ARCH 342: Hale Nā Kōnāhuanui
(The Home of the Great Summit)
1. Project Overview
Hale Nā Kōnāhuanui, translated as “The Home of the Great Summit,” is a high-density, mixed-use residential project developed to address the urgent need for affordable housing for Native Hawaiian families.
Supported by the Department of Hawaiian Home Lands (DHHL), the project carries forward the vision of Prince Jonah Kūhiō Kalaniana‘ole by exploring how Native Hawaiians may be returned to the land within Honolulu’s urban core, where infrastructure, transportation, services, schools, employment, and community resources are already established.
Rather than treating land return only as a rural or suburban question, this project asks how Hawaiian home lands can support a new model of urban belonging, cultural continuity, and multi-generational living in the city.
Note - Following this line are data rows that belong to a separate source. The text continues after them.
PR #736, opened 2023-12-11
Random state set to none

### LINKED ISSUE #645: production tool produces a bunch of files in local directory

orelgueta:
Set the random state to "none" in order to reduce the number of `telarray_rand.conf.used` files to just one.
Fixes #645.

### DIFF
--- a/simtools/corsika_simtel/corsika_simtel_runner.py
+++ b/simtools/corsika_simtel/corsika_simtel_runner.py
@@ -156,7 +156,7 @@ class CorsikaSimtelRunner(CorsikaRunner, SimtelRunnerArray):
         command += super()._config_option(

Partner: Department of Hawaiian Home Lands
Instructor: Hyoung-June Park, PhD
Students: Keoni Andrei Agapay, Richelle Joy Ayala, Avery Burton, Jing Tong Chen, Jingwen Chen, Jennifer Do, Joshua Luke Ishimine, Grace Langley, Mailiokawailelenani McKeague, Bella Oliver, Katelyn Pagsolingan, Rachel Petersen, Austin Sandi, Nathaniel Shih, Micah Shikada, Mackenzie Tennal
2. Project Vision
The final project proposes a “Dense and Green” affordable housing model for Native Hawaiian families. It moves beyond surface-level cultural symbolism and asks how architectural design can support a deeper relationship among land, community, privacy, ecological responsibility, and cultural grounding.
The project is designed for a multi-generational population, including: 1) Native Hawaiian beneficiaries seeking affordable and culturally meaningful urban housing, 2) Kūpuna, 3) Multi-generational households, 4) Students, and 5)Working individuals and families,
Through this framework, Hale Nā Kōnāhuanui explores how high-density living can become not only efficient, but also humane, green, socially connected, and culturally rooted.
3. Site and Policy Context
Hale Nā Kōnāhuanui is proposed as a mixed-use vertical community for the Department of Hawaiian Home Lands at the intersection of Isenberg Street and Date Street in Honolulu.
The project is anchored in the directives of the DHHL Oʻahu Island Plan (2013) and responds to three interconnected goals: 1) Increase revenue generation for DHHL through strategic urban development, 2) Expand affordable housing opportunities for Native Hawaiian beneficiaries, and 3) Establish a culturally grounded model for Hawaiian urban living.
By locating the project within Honolulu’s urban core, the proposal takes advantage of existing infrastructure while reimagining how density can serve the mission of DHHL.
4. Feasibility Study Framework
The project is informed by preliminary feasibility study numbers that compare three potential development scenarios:
Option A Low Rise Low-rise development 51 units
Option B Tower 210 ft tower 261 units
Option C Tower 350 ft tower 347 units
These options establish a critical design question for the course:
How can increased density be transformed into a culturally grounded, environmentally responsive, and socially supportive housing model for Native Hawaiian families?
5. Course Integration
This project is integrated into the architectural design curriculum as a final project that combines cultural research, urban analysis, housing design, environmental thinking, and architectural programming.
Students are asked to develop design proposals that respond to the mission of DHHL while also addressing the realities of contemporary urban housing in Honolulu. The project challenges students to think critically about density, affordability, Hawaiian values, and the future of urban living.
The course emphasizes that architectural design is not only the production of buildings, but also the shaping of relationships among land, people, culture, infrastructure, and daily life.